- [Records]:

PR #1521, opened 2026-09-16
feat: add host-owned EPG enrichment API

Serph91P:
## Summary

- collapse the EPG cache to a single canonical file set per EPG: no generation directories, no pointer file, no retained copies
- apply enrichment patches in place: one write connection, `BEGIN IMMEDIATE`, revision checks and the revision bump inside the same transaction, and the commit is the publish
- keep the bounded snapshot read-only against the same file (pinned revision, `LIMIT`) instead of copying it
- invalidate the affected XMLTV and gzip outputs only after a successful publish
- keep v1 cache layouts readable but reject mutation on them

## What changed since the review

The earlier revision published immutable cache generations into a `generations/` directory with a pointer file. That duplicated `programmes.sqlite` on every cache run and on every successful patch - the storage growth you hit while testing. That design is gone:

- `EpgCacheStorage` owns one canonical file set per EPG (`metadata.json`, `channels.json`, `programmes.sqlite`, `CACHE_VERSION = v2`). A full rebuild is staged aside and published with an atomic `rename`; staged files are dropped on failure and nothing is retained per run.
- Applying enrichment patches is an in-place transaction against that same file: one writer and one `SELECT` per batch, `ERRMODE_EXCEPTION`, a busy timeout, `BEGIN IMMEDIATE`, row and revision checks before the updates, and the revision bump in the same commit. Readers see one side of the commit, never a mix.
- The bounded snapshot stays a read-only query with a pinned revision and a `LIMIT` - no file copy.
- `EpgCacheGenerationResolver` and its test are deleted, and the now-dead `EpgCacheService::clearCache()` was removed together with its orphaned private helper.

Your three findings:

| Finding | Now |
|---|---|
| A failed `UPDATE` silently no-ops while `apply()` still reports `applied` | `PDOException` is rethrown, and `apply()` only reports `applied` when the store reports it |
| Nothing deletes a superseded generation, so disk grows with every run | Generation copies and the pointer file no longer exist; two consecutive rebuilds leave the same file set at the same sizes (covered by a test) |
| Opening a connection per changed row let lock contention surface as `invalid_patch` | One writer and one `SELECT` per batch, and SQLite busy codes / lock timeouts map to a transient error |

## Follow-up fixes

Two follow-ups landed on top of the rework, both converging on the same rule - contention is retryable, it is never a verdict on the cache or on the plugin's batch:

- busy/lock is now classified as a transient error in the revision pre-check, in the row pre-check and in the snapshot (`EpgCacheBusyException` becomes `transient_error`; a locked read is no longer reported as `invalid_patch` or `legacy_cache_read_only`, and no longer escapes as an uncaught exception)
- `publishRebuild()` validates `metadata.json` and `channels.json` as a JSON object/array again before the first `rename`, so a truncated or scalar payload is not published into the canonical cache

## Storage behaviour

At rest there is exactly one cache file set per EPG, in the same layout `dev` uses today (`epg-cache/{uuid}/v2/`). While a rebuild is running, the new set is staged next to the old one before the atomic swap, so there is a transient peak of up to 2x for the duration of that rebuild; nothing accumulates across runs. Enrichment patches carry no such peak because they update the canonical file in place.

## Validation

- focused EPG cache and enrichment service tests: 41 passed, 171 assertions (`tests/Feature/EpgCacheStorageTest.php`, `EpgCacheInPlaceUpdateTest.php`, `EpgCacheEnrichmentServiceTest.php`, `EpgCacheProgrammeIndexTest.php`, `EpgCacheEnrichmentMutationLockTest.php`)
- `composer security:scan`: 26 passed, 0 failed
- CI on the final head `70fd0c66026641d6b7bf16fd757b0d8646f83880`: all four checks green (Code Quality, Security Scan, Tests, Docker Build Validation) - https://github.com/m3ue/m3u-editor/actions/runs/35354420499
- `php -l` on the changed PHP files and `git diff --check` clean
- diff against `dev`: 11 files, +2757/-136

## Scope

Host half of the EPG enricher migration. The companion plugin draft lives in `Serph91P/m3u-editor-epg-enricher`. No deployment included.

Closes #1526


Serph91P:
@sparkison could you please take a look at this too?

sparkison (commented):
Found a couple issues, I'll get addressed directly while I'm here:

1. Silent data loss: writeChanges() and readRows() open raw PDO connections without ERRMODE_EXCEPTION (unlike EpgProgrammeStore, which sets it explicitly). A failed UPDATE silently no-ops while apply() still returns 'applied' — plugins get told a patch succeeded when it wasn't written.
2. Unbounded disk growth: nothing deletes a superseded generation on success. EpgCacheService::clearCache() is now dead code (zero callers, confirmed via grep), and every scheduled EPG refresh plus every successful enrichment patch leaves a full programmes.sqlite copy on disk forever.
3. Lock contention mislabeled as bad input: hasExpectedRevisions()/prevalidatedChanges() open a new SQLite connection per changed row (up to ~200 for a 100-patch call), some of it inside the shared per-EPG 30s mutation lock. Contention can trip the 10s lock timeout, which gets reported back to the plugin as 'invalid_patch'.

sparkison:
@Serph91P gonna need to see if you can change how things are stored, re: the `generations` folder with a pointer file, etc. There needs to be a single source of truth here - one cache file, not copies/duplicates/etc.

I rebuilt the entire EPG cache to use less space and be more optimized, now this PR will double the storage (at a minimum! It's actually worse as it builds with each cache run) by duplicating the cache file. That's a non-starter for me unfortunately - we need to find another solution here.

I've added some fixes to other items I found, but got blocked after testing and seeing the cache files keep growing...

Serph91P:
> @Serph91P gonna need to see if you can change how things are stored, re: the `generations` folder with a pointer file, etc. There needs to be a single source of truth here - one cache file, not copies/duplicates/etc.
> 
> I rebuilt the entire EPG cache to use less space and be more optimized, now this PR will double the storage (at a minimum! It's actually worse as it builds with each cache run) by duplicating the cache file. That's a non-starter for me unfortunately - we need to find another solution here.
> 
> I've added some fixes to other items I found, but got blocked after testing and seeing the cache files keep growing...

@sparkison going to look at it. Thanks for the feedback!

Serph91P:
Reworked the storage side after your review: there is now a single cache file per EPG, with no generations directory and no pointer file.

- `EpgCacheStorage` owns the canonical file set. A full rebuild is built aside and published with an atomic `rename`; staged files are removed on failure, nothing is retained per run. Two consecutive rebuilds leave the same file set at the same sizes - covered by a test.
- Enrichment apply is in-place in that same file: one write connection with `ERRMODE_EXCEPTION` plus a busy timeout, `BEGIN IMMEDIATE`, revision checks inside the same transaction, revision bump in the same commit, and the commit is the publish. Readers see one side of the commit, never a mix.
- The bounded snapshot is still a read-only query against the same file with a pinned revision and a `LIMIT` - no file copy.

Your three findings:
- A failed UPDATE can no longer silently no-op: `PDOException` is rethrown and `apply()` only reports `applied` when the store actually reports it.
- The unbounded growth is gone with the design: generation copies and the pointer file are removed (`EpgCacheGenerationResolver` and its test are deleted, the now-dead `clearCache()` was dropped).
- Lock contention is no longer reported as `invalid_patch`: one writer and one `SELECT` per batch, and SQLite busy codes / lock timeouts now map to a transient error.

Head is `49c300aba`. CI on that commit is green - Code Quality, Security Scan, Tests, Docker Build Validation: https://github.com/m3ue/m3u-editor/actions/runs/35341232469. Focussed EPG cache/enrichment suite: 34 passed (156 assertions).

Marking this ready for review again.

Serph91P:
@sparkison The host-side EPG enrichment API is ready for another review. Your feedback has been incorporated: at rest, each EPG now has one canonical cache file set, enrichment updates are applied in place transactionally, and lock contention is handled as retryable/transient rather than invalid input. The final CI checks are green.

One clarification on the storage requirement: current `dev` clears the existing cache before rebuilding, so it never has a temporary duplicate. This PR keeps the previous canonical cache readable while it writes a staged replacement and atomically renames it into place. That prevents accumulation across runs, but creates a temporary peak of up to 2x during a rebuild. Did you mean one canonical cache at rest, or no temporary duplicate at all? If the latter is required, I will adjust this to the current `dev` clear-first behavior.

Thanks again for the detailed review.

- [What you will do]:
Both the first line of the records above and the line containing "and nothing is retained per run." are to be transcribed exactly, together with every line between them, and nothing else.

- [Output below]:
PR #1521, opened 2026-09-16
feat: add host-owned EPG enrichment API

Serph91P:
## Summary

- collapse the EPG cache to a single canonical file set per EPG: no generation directories, no pointer file, no retained copies
- apply enrichment patches in place: one write connection, `BEGIN IMMEDIATE`, revision checks and the revision bump inside the same transaction, and the commit is the publish
- keep the bounded snapshot read-only against the same file (pinned revision, `LIMIT`) instead of copying it
- invalidate the affected XMLTV and gzip outputs only after a successful publish
- keep v1 cache layouts readable but reject mutation on them

## What changed since the review

The earlier revision published immutable cache generations into a `generations/` directory with a pointer file. That duplicated `programmes.sqlite` on every cache run and on every successful patch - the storage growth you hit while testing. That design is gone:

- `EpgCacheStorage` owns one canonical file set per EPG (`metadata.json`, `channels.json`, `programmes.sqlite`, `CACHE_VERSION = v2`). A full rebuild is staged aside and published with an atomic `rename`; staged files are dropped on failure and nothing is retained per run.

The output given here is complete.